# About this exercise:
Repeat all of the records verbatim.

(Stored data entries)
_____

PR #1021, opened 2016-09-23
pkp/pkp-lib#1709 implement issue_identification element for native im…

bozana:
…port/export

s. d) here: https://github.com/pkp/pkp-lib/issues/1709

### DIFF
--- a/classes/issue/IssueDAO.inc.php
+++ b/classes/issue/IssueDAO.inc.php
@@ -174,6 +174,51 @@ class IssueDAO extends DAO implements PKPPubIdPluginDAO {
 	}
 
 	/**
+	 * Retrieve Issues by identification
+	 * @param $journalId int
+	 * @param $volume int
+	 * @param $number string
+	 * @param $year int
+	 * @param $titles array
+	 * @return DAOResultFactory
+	 */
+	function getIssuesByIdentification($journalId, $volume = null, $number = null, $year = null, $titles = array()) {
+		$params = array((int) $journalId);
+
+		$sqlVol = $sqlNum = $sqlYear = '';
+		if ($volume !== null) {
+			$sqlVol = ' AND i.volume = ?';
+			$params[] = (int) $volume;
+		}
+		if ($number !== null) {
+			$sqlNum = ' AND i.number = ?';
+			$params[] = $number;
+		}
+		if ($year !== null) {
+			$sqlYear = ' AND i.year = ?';
+			$params[] = (int) $year;
+		}
+
+		$i = 1;
+		$sqlTitleJoin = $sqlTitleWhere = '';
+		foreach ($titles as $title) {
+			$sqlTitleJoin .= ' LEFT JOIN issue_settings iss' .$i .' ON (i.issue_id = iss' .$i .'.issue_id)';
+			$sqlTitleWhere .= ' AND iss' .$i .'.setting_name = \'title\' AND iss' .$i .'.setting_value = ?';
+			$params[] = $title;
+			$i++;
+		}
+
+		$sql = 'SELECT i.* FROM issues i'
+			.$sqlTitleJoin .
+			' WHERE i.journal_id = ?'
+			.$sqlVol .$sqlNum .$sqlYear
+			.$sqlTitleWhere;
+
+		$result = $this->retrieve($sql, $params);
+		return new DAOResultFactory($result, $this, '_returnIssueFromRow');
+	}
+
+	/**
 	 * Retrieve Issue by "best" issue id -- public ID if it exists,
 	 * falling back on the internal issue ID otherwise.
 	 * @param $issueId string
--- a/classes/issue/IssueDAO.inc.php
+++ b/classes/issue/IssueDAO.inc.php
@@ -183,38 +183,36 @@ class IssueDAO extends DAO implements PKPPubIdPluginDAO {
 	 * @return DAOResultFactory
 	 */
 	function getIssuesByIdentification($journalId, $volume = null, $number = null, $year = null, $titles = array()) {
-		$params = array((int) $journalId);
-
-		$sqlVol = $sqlNum = $sqlYear = '';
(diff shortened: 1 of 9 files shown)


classes/issue/IssueDAO.inc.php
```diff
@@ -174,6 +174,51 @@ function getPublishedIssuesByNumber($journalId, $volume = null, $number = null,
...
+		}
+		if ($year !== null) {
+			$sqlYear = ' AND i.year = ?';
+			$params[] = (int) $year;
+		}
+
+		$i = 1;
+		$sqlTitleJoin = $sqlTitleWhere = '';
+		foreach ($titles as $title) {
+			$sqlTitleJoin .= ' LEFT JOIN issue_settings iss' .$i .' ON (i.issue_id = iss' .$i .'.issue_id)';
```
asmecher: If you use a `JOIN` rather than a `LEFT JOIN`, you can put all the conditions into the `ON (...)` clause. `LEFT JOIN` is only needed when you want the match to be "optional".

classes/issue/IssueDAO.inc.php
```diff
@@ -174,6 +174,51 @@ function getPublishedIssuesByNumber($journalId, $volume = null, $number = null,
...
+			$sqlTitleWhere .= ' AND iss' .$i .'.setting_name = \'title\' AND iss' .$i .'.setting_value = ?';
+			$params[] = $title;
+			$i++;
+		}
+
+		$sql = 'SELECT i.* FROM issues i'
+			.$sqlTitleJoin .
+			' WHERE i.journal_id = ?'
+			.$sqlVol .$sqlNum .$sqlYear
```
asmecher: Purely stylistic, but I prefer to keep all the SQL together in one string concatenation -- see e.g. `UserGroupDAO::getContextUsersCount`. It makes the query in all its permutations more readable IMO (though it does mean you need to track the order of parameters as they're added to the array).

plugins/importexport/native/filter/IssueNativeXmlFilter.inc.php
```diff
@@ -288,6 +281,39 @@ function addSections($doc, $issueNode, $issue) {
...
 		$issueNode->appendChild($sectionsNode);
 	}
+
+	/**
+	 * Create and return an issue identification node.
+	 * @param $doc DOMDocument
+	 * @param $issue Issue
+	 * @return DOMElement
+	 */
+	function createIssueIdentificationNode($doc, $issue) {
```
asmecher: It looks like this is duplicated in two places... Could it be reused?

plugins/importexport/native/filter/NativeXmlIssueFilter.inc.php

_____

# Output:
PR #1021, opened 2016-09-23
pkp/pkp-lib#1709 implement issue_identification element for native im…

bozana:
…port/export

s. d) here: https://github.com/pkp/pkp-lib/issues/1709

### DIFF
--- a/classes/issue/IssueDAO.inc.php
+++ b/classes/issue/IssueDAO.inc.php
@@ -174,6 +174,51 @@ class IssueDAO extends DAO implements PKPPubIdPluginDAO {
 	}
 
 	/**
+	 * Retrieve Issues by identification
+	 * @param $journalId int
+	 * @param $volume int
+	 * @param $number string
+	 * @param $year int
+	 * @param $titles array
+	 * @return DAOResultFactory
+	 */
+	function getIssuesByIdentification($journalId, $volume = null, $number = null, $year = null, $titles = array()) {
+		$params = array((int) $journalId);
+
+		$sqlVol = $sqlNum = $sqlYear = '';
+		if ($volume !== null) {
+			$sqlVol = ' AND i.volume = ?';
+			$params[] = (int) $volume;
+		}
+		if ($number !== null) {
+			$sqlNum = ' AND i.number = ?';
+			$params[] = $number;
+		}
+		if ($year !== null) {
+			$sqlYear = ' AND i.year = ?';
+			$params[] = (int) $year;
+		}
+
+		$i = 1;
+		$sqlTitleJoin = $sqlTitleWhere = '';
+		foreach ($titles as $title) {
+			$sqlTitleJoin .= ' LEFT JOIN issue_settings iss' .$i .' ON (i.issue_id = iss' .$i .'.issue_id)';
+			$sqlTitleWhere .= ' AND iss' .$i .'.setting_name = \'title\' AND iss' .$i .'.setting_value = ?';
+			$params[] = $title;
+			$i++;
+		}
+
+		$sql = 'SELECT i.* FROM issues i'
+			.$sqlTitleJoin .
+			' WHERE i.journal_id = ?'
+			.$sqlVol .$sqlNum .$sqlYear
+			.$sqlTitleWhere;
+
+		$result = $this->retrieve($sql, $params);
+		return new DAOResultFactory($result, $this, '_returnIssueFromRow');
+	}
+
+	/**
 	 * Retrieve Issue by "best" issue id -- public ID if it exists,
 	 * falling back on the internal issue ID otherwise.
 	 * @param $issueId string
--- a/classes/issue/IssueDAO.inc.php
+++ b/classes/issue/IssueDAO.inc.php
@@ -183,38 +183,36 @@ class IssueDAO extends DAO implements PKPPubIdPluginDAO {
 	 * @return DAOResultFactory
 	 */
 	function getIssuesByIdentification($journalId, $volume = null, $number = null, $year = null, $titles = array()) {
-		$params = array((int) $journalId);
-
-		$sqlVol = $sqlNum = $sqlYear = '';
(diff shortened: 1 of 9 files shown)


classes/issue/IssueDAO.inc.php
```diff
@@ -174,6 +174,51 @@ function getPublishedIssuesByNumber($journalId, $volume = null, $number = null,
...
+		}
+		if ($year !== null) {
+			$sqlYear = ' AND i.year = ?';
+			$params[] = (int) $year;
+		}
+
+		$i = 1;
+		$sqlTitleJoin = $sqlTitleWhere = '';
+		foreach ($titles as $title) {
+			$sqlTitleJoin .= ' LEFT JOIN issue_settings iss' .$i .' ON (i.issue_id = iss' .$i .'.issue_id)';
```
asmecher: If you use a `JOIN` rather than a `LEFT JOIN`, you can put all the conditions into the `ON (...)` clause. `LEFT JOIN` is only needed when you want the match to be "optional".

classes/issue/IssueDAO.inc.php
```diff
@@ -174,6 +174,51 @@ function getPublishedIssuesByNumber($journalId, $volume = null, $number = null,
...
+			$sqlTitleWhere .= ' AND iss' .$i .'.setting_name = \'title\' AND iss' .$i .'.setting_value = ?';
+			$params[] = $title;
+			$i++;
+		}
+
+		$sql = 'SELECT i.* FROM issues i'
+			.$sqlTitleJoin .
+			' WHERE i.journal_id = ?'
+			.$sqlVol .$sqlNum .$sqlYear
```
asmecher: Purely stylistic, but I prefer to keep all the SQL together in one string concatenation -- see e.g. `UserGroupDAO::getContextUsersCount`. It makes the query in all its permutations more readable IMO (though it does mean you need to track the order of parameters as they're added to the array).

plugins/importexport/native/filter/IssueNativeXmlFilter.inc.php
```diff
@@ -288,6 +281,39 @@ function addSections($doc, $issueNode, $issue) {
...
 		$issueNode->appendChild($sectionsNode);
 	}
+
+	/**
+	 * Create and return an issue identification node.
+	 * @param $doc DOMDocument
+	 * @param $issue Issue
+	 * @return DOMElement
+	 */
+	function createIssueIdentificationNode($doc, $issue) {
```
asmecher: It looks like this is duplicated in two places... Could it be reused?

plugins/importexport/native/filter/NativeXmlIssueFilter.inc.php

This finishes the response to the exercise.